The project aims to develop the quantum coherence metrology based on single photon state imaging techniques that will elucidate the quantum coherence of single molecules or nanoparticles to establish the robust knowledge bases of quantum coherence phenomena towards characterization and development of future functional quantum devices.
Fundamental understanding of quantum behavior of single molecules, which is a favorable candidate for quantum information processing technologies, has advanced gradually, relying on empirical studies mostly. This requires a measurement platform to study fundamental quantum characteristics in single molecules or colloidal particles, by which superposition and coherence between the individual elements can be observed by interacting them with single photons.
To meet this end, this project aims to build up a photonic quantum coherence measurement platform comprising cavity particle trap unit and single photon quantum interferometer driven by orbital angular momentum (OAM) engineering.
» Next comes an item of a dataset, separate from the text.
PR #3847, opened 2020-06-02
Allow async add_worker remove_worker plugin methods

jrbourbeau:
This PR is to add support for asynchronous `SchedulerPlugin.add_worker` and `SchedulerPlugin.remove_worker` methods (which are currently supported for `start` and `close`)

Developing measurement methodology and elucidating fundamental mechanism for intermolecular quantum interactions are the key challenge to obtain the understanding of quantum phenomena. Two single molecules or colloidal nanoparticles are manipulated with their quantum transitions between coherence and decoherence states which are measured by single photon metrology. High speed single photon measurement techniques are used to measure the dynamics of the quantum states between the two sperate particle systems.
The scope for this project covers gated single photon capturing, single photon interference, phase analysis at single photon level, orbital angular momentum of single photons, quantum state of optical trapping, and molecular quantum entanglement.